PROVIDED RECORDS
Issue #8291, opened 2025-09-03
Support center: extend response model of `/me` endpoint (get profile)


pcrespov:
- extend with support_group (similar to product)
- extend with all user's info

PR #8294, opened 2025-09-03
✨ Support center: extend response model of `get profile` endpoint with support group info

pcrespov:
## What do these changes do?

[ReDoc](https://redocly.github.io/redoc/?url=https://raw.githubusercontent.com/ITISFoundation/osparc-simcore/230f817100758c0f1fb713b203d8f9bf7852f54d/services/web/server/src/simcore_service_webserver/api/v0/openapi.yaml#tag/users/operation/get_my_profile)

- `get_my_profile` (`GET /me`) and `list_groups` (`GET /groups`) include `groups.support` group field in their response if  support group exists, otherwise is `null`

## Related issue/s

- implements part of https://github.com/ITISFoundation/osparc-simcore/issues/8291

## How to test

Driving test
```
cd services/web/server
make install-dev
pytest -vv tests/unit/**/test_user*.py
```

## Dev-ops
None


matusdrobuliak66 (approved):
👍

odeimaiz (changes requested):
groups.support should be there, not for supporters only but for all users (if the support group exists)

pcrespov:
@odeimaiz as you can see in the test, the support group is provided even if the user does not belong to it

image

- if the user belongs to the support group, then it is added as well in the organizations
- Q: do we reall need the `accessRights` for the `products` group?

pcrespov:
@odeimaiz when user does not belong to the support group:
image


when suer belongs to the support group
image



Q: should we trim all null not not transmit them in this response ?

pcrespov:
@mergify queue

odeimaiz (approved):
Does should do it, thanks

packages/models-library/src/models_library/api_schemas_webserver/groups.py
```diff
@@ -54,14 +54,48 @@ class GroupAccessRights(BaseModel):
...
 
-class GroupGet(OutputSchema):
-    gid: GroupID = Field(..., description="the group ID")
-    label: str = Field(..., description="the group name")
-    description: str = Field(..., description="the group description")
-    thumbnail: AnyUrl | None = Field(
-        default=None, description="url to the group thumbnail"
-    )
-    access_rights: GroupAccessRights = Field(..., alias="accessRights")
+class BasicGroupGet(OutputSchema):
```
sanderegg, line 57: Based on other objects, should this not be?

```suggestion
class GroupGetBase(OutputSchema):
```

services/web/server/src/simcore_service_webserver/groups/_groups_repository.py
```diff
@@ -108,7 +108,7 @@ async def _get_group_and_access_rights_or_raise(
     *,
     caller_id: UserID,
     group_id: GroupID,
-    permission: Literal["read", "write", "delete"] | None,
+    check_permission: Literal["read", "write", "delete"] | None,
 ) -> Row:
     result = await conn.execute(
```
sanderegg, line 113: since it raises, should the docstring not be explaining what it raises? and actually I always expect things to raise but that is a different topic.

sanderegg (approved):
nice, thanks!

odeimaiz:
> Q: should we trim all null not not transmit them in this response ?

Let's tackle that one in a separate PR.

bisgaard-itis (approved):
Nice! Thanks a lot for the effort

Issue #8292, opened 2025-09-03
[Maintenance]: Add custon `GenerateJsonSchema` to resolve references in json schemas when getting them from pydantic models


bisgaard-itis:
### Is there an existing issue for this?

- [x] I have searched the existing issues

PR #8295, opened 2025-09-03
✨ Create custom generate json schema for resolving references

bisgaard-itis:
## What do these changes do?
- Add a utility for ensuring the json schemas which are generated by pydantic are "resolved". I.e. all JSON references are resolved.
- Technically this introduces a class which inherits from `pydantic.json_schema.GenerateSchema` and can be used when generating json schemas to ensure the references are resolved.
- The main usecase is to make it easier to get examples from our pydantic models.
- Add `jsonref` package to `models_library` and all dependent packages.

## Related issue/s

- closes https://github.com/ITISFoundation/osparc-simcore/issues/8292

## How to test
- The tool is used in some of the api-server unit tests.


packages/models-library/src/models_library/utils/json_schema.py
```diff
@@ -92,6 +96,17 @@ def any_ref_key(obj):
     return False
 
 
+class GenerateResolvedJsonSchema(GenerateJsonSchema):
```
pcrespov, line 99: We agree that sometimes it is useful to keep the `$refs` e.g. to avoid a huge redundant openapi specs file

where are you using this? aha i see that in you are using it in the test. that is ok. 

Nonetheless, we should not have this enabled when dumping the "official" openapi specs, right?

pcrespov (approved):
thx

bisgaard-itis:
> Q: should this be used in all cases or just some of them?

The model where the issue occurred for me (`ProgressStructuredMessage`) holds a field of it's own type! I believe that's why the references are generated. I don't see any reason to use this when `model.model_json_schema()` generates a schema with no references. But it is good to have a way to resolve those references, mainly to get the examples out

packages/models-library/src/models_library/utils/json_schema.py
bisgaard-itis: No, the main use case I have in mind is for getting out the examples (like described in the doc string here). For the official json schema in the OAS there is no point in using this I think

sanderegg (approved):
nice! thanks for checking that one!

bisgaard-itis:
> Thanks

Thanks a lot

bisgaard-itis:
@mergifyio queue

PR #8297, opened 2025-09-03
✨ [Frontend] Support: Book a call

odeimaiz:


sanderegg (commented):
nice!

GitHK (commented):
Question: say I live in Australia and I choose 09:00 in my local timezone.
What will the support team see on their side as the time of the appointment?

bisgaard-itis (approved):
Cool stuff! Thanks a lot for the effort

PR #8298, opened 2025-09-03
🎨 Add env var for setting number of threads in api-server celery worker

bisgaard-itis:
## What do these changes do?
- Add environment variable for configuring number of threads inside the api-server's celery worker
- Disable tracing in all celery workers (currently the celery workers are not instrumented anyway)


YuryHrytsuk (approved):
Blocked until https://git.speag.com/oSparc/osparc-ops-deployment-configuration/-/merge_requests/1571 is merged (if service can handle empty value then not blocked)

bisgaard-itis:
@mergifyio queue

PR #8305, opened 2025-09-04
🎨 [Frontend] All users know about the Support group

odeimaiz:
## Related issue/s
- follows https://github.com/ITISFoundation/osparc-simcore/pull/8294

### DIFF
--- a/services/static-webserver/client/source/class/osparc/store/Groups.js
+++ b/services/static-webserver/client/source/class/osparc/store/Groups.js
@@ -36,6 +36,11 @@ qx.Class.define("osparc.store.Groups", {
       init: null // this will stay null for guest users
     },
 
+    supportGroup: {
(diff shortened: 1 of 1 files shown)


pcrespov (approved):
thx.

THOUGHT:

After reviewing your demo, I had a thought:
We could introduce the concept of making an organization discoverable (i.e., public). This would allow anyone to reach out to the owner (e.g., to request membership). What we’re doing now with the support-group is essentially a special case of this, but it could be generalized to any organization.

Discoverable organizations could be listed in a public directory, similar to how research groups like ITIS maintain a GitHub organization. Interested individuals could request to join, and the request would be routed to the owner. Each organization would also have its own profile (potentially with a website, etc.).

sanderegg (commented):
:+1:

PR #8318, opened 2025-09-05
🎨 Allow random body generation and headers in single endpoint locust test

bisgaard-itis:
## What do these changes do?
- Add functionality to generate a random body in our single endpoint locust test. Using this one can specify the json schema of the request body as a string in the locust UI and when running the locust test random request bodies are generated for the different users.
- This is particularly useful for ensuring we avoid the caching system when load testing the `functions` section of the api-server

### DIFF
--- a/tests/performance/locustfiles/deployment_max_rps_single_endpoint.py
+++ b/tests/performance/locustfiles/deployment_max_rps_single_endpoint.py
@@ -12,6 +12,7 @@
 import json
 from collections.abc import Callable
 
+import jsf
 from common.base_user import OsparcWebUserBase
 from locust import events, task
 from locust.argument_parser import LocustArgumentParser
@@ -36,7 +37,19 @@ def _(parser: LocustArgumentParser) -> None:
         "--body",
         type=str,
         default="",
-        help="The optional HTTP body as json string",
+        help="Optional HTTP body as json string",
+    )
+    parser.add_argument(
+        "--body-json-schema",
+        type=str,
+        default="",
+        help="Optional JSON schema for the request body. If specified, the request data will be randomly generated from this schema.",
+    )
+    parser.add_argument(
+        "--headers",
+        type=str,
+        default="",
+        help="Optional HTTP headers as json string",
     )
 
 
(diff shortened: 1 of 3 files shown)


tests/performance/locustfiles/deployment_max_rps_single_endpoint.py
```diff
@@ -12,6 +12,7 @@
 import json
 from collections.abc import Callable
 
+import jsf
```
pcrespov, line 15: if this library works well, we should integrate it in `pytest_simcore.helpers.fakers_factory` and extend it to any database or schema models. Very nice!

tests/performance/locustfiles/deployment_max_rps_single_endpoint.py
```diff
@@ -52,4 +65,11 @@ def get_endpoint(self) -> None:
         kwargs = {}
         if len(self.environment.parsed_options.body) > 0:
             kwargs["json"] = json.loads(self.environment.parsed_options.body)
+        if len(self.environment.parsed_options.body_json_schema) > 0:
+            faker = jsf.JSF(
+                json.loads(self.environment.parsed_options.body_json_schema)
+            )
+            kwargs["json"] = faker.generate()
```
pcrespov, line 72: looks too magic to me :-D

Another good use case for this library is e.g. to find out how to constraint specially input schemas to public APIs. There are some security checks we do but thisis another way to fine tune constraints

pcrespov (approved):
thx. nice addition

tests/performance/locustfiles/deployment_max_rps_single_endpoint.py
```diff
@@ -36,7 +37,19 @@ def _(parser: LocustArgumentParser) -> None:
         "--body",
         type=str,
         default="",
-        help="The optional HTTP body as json string",
+        help="Optional HTTP body as json string",
+    )
+    parser.add_argument(
+        "--body-json-schema",
+        type=str,
+        default="",
```
pcrespov, line 45: None?

pcrespov (approved):
thx! looks very useful

tests/performance/locustfiles/deployment_max_rps_single_endpoint.py
bisgaard-itis: Yes, there seem to be several competing libraries. This one has around 200 GH ⭐s, which was the best I could find for direct generation of data from json schema. But I only tried so far for "simple" schemas.

tests/performance/locustfiles/deployment_max_rps_single_endpoint.py
bisgaard-itis: Hmm, yeah that would also have been my first suggestion, but the others use this patten, and it does make sense in this case.

sanderegg (approved):

PR #8320, opened 2025-09-05
🎨 [Frontend] Enh: Show Tags filter only in the Tutorials tab

odeimaiz:
## What do these changes do?

This PR enhances the frontend to show the Tags filter only in the Tutorials tab (the tags filter is still available in the enhanced search bar). Furthermore, only those tags present in the tutorials are listed.

This main purpose of this change is to make a cleaner dashboard and use the tags in the tutorials more like categories. In a follow up PR, they could even be presented as categories and not with the tag icon.

Tags


pcrespov (approved):
MUCH better!

I actually think tags should not be used as folders but rather as a filter mechanism that you can combine as `TAG1 & TAG2` etc ... 
I genuinely think they belong to the filter tab and not in the side as "a folder"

WORK REQUEST
Restate exactly the records above from their first line through the line that holds "PR #8294, opened 2025-09-03", please, including both and leaving out all others.

TASK RESPONSE
Issue #8291, opened 2025-09-03
Support center: extend response model of `/me` endpoint (get profile)


pcrespov:
- extend with support_group (similar to product)
- extend with all user's info

PR #8294, opened 2025-09-03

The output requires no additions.